[Opening Material for the task section]

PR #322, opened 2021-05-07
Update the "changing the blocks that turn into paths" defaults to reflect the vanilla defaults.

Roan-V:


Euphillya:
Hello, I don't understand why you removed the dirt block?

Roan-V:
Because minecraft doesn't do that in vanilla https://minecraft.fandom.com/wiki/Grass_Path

[Closing Material for the task section]
[Opening Material for the task section]

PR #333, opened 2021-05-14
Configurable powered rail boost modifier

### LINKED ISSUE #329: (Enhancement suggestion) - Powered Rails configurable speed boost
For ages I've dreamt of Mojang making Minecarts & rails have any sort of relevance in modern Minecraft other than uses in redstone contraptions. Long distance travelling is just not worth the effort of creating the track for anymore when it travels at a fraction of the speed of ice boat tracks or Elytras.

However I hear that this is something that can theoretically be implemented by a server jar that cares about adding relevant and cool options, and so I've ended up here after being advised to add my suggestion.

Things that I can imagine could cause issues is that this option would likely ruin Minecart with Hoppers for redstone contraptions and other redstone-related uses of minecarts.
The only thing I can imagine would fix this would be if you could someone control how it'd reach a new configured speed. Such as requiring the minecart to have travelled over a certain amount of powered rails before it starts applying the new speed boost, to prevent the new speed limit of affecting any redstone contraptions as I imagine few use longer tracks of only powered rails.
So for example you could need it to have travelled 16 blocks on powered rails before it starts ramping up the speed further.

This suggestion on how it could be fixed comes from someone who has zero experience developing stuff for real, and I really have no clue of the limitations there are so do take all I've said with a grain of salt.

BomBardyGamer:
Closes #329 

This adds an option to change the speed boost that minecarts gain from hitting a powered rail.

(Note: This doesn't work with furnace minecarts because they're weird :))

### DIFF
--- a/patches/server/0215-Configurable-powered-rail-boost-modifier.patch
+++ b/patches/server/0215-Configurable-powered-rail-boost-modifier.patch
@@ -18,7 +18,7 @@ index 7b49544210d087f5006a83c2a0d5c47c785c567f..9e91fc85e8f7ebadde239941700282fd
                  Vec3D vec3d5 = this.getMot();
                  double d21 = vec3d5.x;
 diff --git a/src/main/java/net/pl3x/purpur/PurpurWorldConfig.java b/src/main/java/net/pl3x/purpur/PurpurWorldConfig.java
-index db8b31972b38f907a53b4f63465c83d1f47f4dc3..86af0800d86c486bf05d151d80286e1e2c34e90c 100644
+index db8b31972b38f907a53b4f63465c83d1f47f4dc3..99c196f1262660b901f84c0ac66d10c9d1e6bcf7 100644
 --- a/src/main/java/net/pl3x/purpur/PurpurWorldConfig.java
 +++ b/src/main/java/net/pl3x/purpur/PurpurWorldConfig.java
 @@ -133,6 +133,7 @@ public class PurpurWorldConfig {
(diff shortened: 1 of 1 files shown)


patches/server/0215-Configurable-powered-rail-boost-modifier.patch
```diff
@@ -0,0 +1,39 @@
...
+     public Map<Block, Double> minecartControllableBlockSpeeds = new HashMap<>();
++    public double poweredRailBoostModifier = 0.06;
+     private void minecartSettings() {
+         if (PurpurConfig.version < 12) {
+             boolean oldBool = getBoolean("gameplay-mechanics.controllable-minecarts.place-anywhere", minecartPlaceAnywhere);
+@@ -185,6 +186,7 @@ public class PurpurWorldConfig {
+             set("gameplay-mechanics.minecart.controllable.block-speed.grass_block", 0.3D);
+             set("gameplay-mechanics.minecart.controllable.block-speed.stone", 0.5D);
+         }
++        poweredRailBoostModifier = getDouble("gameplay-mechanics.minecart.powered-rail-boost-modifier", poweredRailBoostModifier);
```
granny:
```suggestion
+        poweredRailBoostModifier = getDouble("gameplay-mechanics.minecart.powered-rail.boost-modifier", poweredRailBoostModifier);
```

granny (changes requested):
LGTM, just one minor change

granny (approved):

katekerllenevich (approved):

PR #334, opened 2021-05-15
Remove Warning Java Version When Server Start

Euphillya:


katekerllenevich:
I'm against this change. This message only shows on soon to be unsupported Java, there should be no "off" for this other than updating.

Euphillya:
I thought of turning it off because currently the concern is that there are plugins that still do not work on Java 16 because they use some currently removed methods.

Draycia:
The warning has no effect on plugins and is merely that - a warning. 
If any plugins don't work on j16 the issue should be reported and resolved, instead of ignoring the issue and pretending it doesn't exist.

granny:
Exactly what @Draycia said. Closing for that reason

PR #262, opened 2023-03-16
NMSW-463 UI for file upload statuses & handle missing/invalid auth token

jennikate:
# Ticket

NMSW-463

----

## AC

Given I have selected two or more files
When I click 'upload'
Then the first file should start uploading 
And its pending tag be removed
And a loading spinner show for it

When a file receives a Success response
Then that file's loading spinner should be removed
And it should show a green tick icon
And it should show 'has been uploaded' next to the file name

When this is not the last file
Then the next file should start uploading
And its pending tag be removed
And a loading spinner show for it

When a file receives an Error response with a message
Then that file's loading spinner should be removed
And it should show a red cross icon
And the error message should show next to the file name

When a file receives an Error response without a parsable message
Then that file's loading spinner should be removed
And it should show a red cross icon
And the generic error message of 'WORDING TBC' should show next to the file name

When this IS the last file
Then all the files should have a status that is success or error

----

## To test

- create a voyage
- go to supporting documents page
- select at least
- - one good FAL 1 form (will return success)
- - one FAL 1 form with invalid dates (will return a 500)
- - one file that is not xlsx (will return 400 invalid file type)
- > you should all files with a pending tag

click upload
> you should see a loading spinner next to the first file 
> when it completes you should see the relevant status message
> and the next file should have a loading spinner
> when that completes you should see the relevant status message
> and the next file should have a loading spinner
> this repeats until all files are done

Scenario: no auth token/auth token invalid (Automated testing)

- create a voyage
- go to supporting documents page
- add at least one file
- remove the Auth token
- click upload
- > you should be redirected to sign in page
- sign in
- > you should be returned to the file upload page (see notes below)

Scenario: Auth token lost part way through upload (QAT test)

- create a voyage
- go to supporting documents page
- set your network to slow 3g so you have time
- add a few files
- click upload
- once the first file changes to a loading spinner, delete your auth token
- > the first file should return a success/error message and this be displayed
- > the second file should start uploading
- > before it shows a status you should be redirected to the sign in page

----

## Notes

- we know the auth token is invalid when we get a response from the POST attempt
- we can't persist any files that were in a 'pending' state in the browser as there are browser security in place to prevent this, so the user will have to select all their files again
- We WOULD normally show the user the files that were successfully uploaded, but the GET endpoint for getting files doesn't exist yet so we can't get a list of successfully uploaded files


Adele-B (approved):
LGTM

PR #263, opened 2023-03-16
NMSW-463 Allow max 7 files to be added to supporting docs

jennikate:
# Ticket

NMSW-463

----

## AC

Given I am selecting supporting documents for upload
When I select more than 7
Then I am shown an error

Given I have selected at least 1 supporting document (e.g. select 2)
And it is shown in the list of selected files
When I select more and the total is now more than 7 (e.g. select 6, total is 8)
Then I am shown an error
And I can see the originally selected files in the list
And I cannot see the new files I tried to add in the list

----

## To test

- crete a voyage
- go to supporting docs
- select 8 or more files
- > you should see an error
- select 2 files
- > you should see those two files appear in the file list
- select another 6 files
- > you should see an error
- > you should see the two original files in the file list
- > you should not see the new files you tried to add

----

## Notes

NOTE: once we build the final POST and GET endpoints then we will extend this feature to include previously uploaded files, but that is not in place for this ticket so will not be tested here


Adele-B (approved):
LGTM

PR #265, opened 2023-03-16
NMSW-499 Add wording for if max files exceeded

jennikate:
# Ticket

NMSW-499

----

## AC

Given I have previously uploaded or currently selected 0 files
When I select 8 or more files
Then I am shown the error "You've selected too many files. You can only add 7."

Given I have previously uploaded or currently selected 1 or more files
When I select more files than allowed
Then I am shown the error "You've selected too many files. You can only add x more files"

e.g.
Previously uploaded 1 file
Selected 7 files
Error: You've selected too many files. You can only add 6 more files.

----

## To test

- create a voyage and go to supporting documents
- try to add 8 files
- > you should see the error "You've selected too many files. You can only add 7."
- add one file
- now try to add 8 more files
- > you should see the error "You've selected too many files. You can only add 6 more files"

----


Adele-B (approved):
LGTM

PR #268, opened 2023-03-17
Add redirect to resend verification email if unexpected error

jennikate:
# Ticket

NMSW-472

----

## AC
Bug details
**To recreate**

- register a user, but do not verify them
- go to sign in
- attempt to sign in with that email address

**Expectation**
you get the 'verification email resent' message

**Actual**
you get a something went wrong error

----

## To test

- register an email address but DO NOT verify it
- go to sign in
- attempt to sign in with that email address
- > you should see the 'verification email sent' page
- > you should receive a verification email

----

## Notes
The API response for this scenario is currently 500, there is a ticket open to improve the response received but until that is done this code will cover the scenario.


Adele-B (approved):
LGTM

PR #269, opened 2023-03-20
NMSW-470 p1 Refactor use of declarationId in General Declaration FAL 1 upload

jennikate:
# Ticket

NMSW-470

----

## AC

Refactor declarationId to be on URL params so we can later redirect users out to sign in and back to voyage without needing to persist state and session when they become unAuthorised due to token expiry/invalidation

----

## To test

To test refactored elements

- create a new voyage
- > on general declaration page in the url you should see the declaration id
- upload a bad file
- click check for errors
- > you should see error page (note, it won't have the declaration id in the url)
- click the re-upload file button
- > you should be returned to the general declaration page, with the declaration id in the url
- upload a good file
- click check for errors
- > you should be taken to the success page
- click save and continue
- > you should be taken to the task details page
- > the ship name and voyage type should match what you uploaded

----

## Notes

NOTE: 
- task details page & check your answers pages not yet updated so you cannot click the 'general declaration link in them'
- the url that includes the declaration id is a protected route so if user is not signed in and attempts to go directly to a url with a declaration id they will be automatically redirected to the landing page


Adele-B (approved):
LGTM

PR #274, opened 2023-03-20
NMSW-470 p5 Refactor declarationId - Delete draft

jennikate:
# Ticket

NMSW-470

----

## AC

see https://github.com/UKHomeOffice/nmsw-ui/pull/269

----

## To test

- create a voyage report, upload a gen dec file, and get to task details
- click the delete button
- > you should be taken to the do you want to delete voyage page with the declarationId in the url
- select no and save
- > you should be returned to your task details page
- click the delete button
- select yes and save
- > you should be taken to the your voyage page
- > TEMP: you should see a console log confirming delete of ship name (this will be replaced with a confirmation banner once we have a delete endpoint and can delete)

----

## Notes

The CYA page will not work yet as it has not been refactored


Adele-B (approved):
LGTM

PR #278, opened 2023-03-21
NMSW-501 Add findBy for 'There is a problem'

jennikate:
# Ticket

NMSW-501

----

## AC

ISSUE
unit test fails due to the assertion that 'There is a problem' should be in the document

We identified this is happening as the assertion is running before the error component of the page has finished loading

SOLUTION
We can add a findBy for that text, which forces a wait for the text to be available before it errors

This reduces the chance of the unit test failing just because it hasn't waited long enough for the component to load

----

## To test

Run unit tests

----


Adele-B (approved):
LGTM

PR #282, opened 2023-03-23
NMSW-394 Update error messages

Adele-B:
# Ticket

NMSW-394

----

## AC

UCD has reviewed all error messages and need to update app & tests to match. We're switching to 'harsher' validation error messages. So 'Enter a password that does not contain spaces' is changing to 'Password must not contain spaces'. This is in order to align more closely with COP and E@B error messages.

[Closing Material for the task section]

Task objective ::
Reproduce verbatim the lines above, from the line with "- - one file" through the line with "files are done".

Reply to the exercise ::
- - one file that is not xlsx (will return 400 invalid file type)
- > you should all files with a pending tag

click upload
> you should see a loading spinner next to the first file 
> when it completes you should see the relevant status message
> and the next file should have a loading spinner
> when that completes you should see the relevant status message
> and the next file should have a loading spinner
> this repeats until all files are done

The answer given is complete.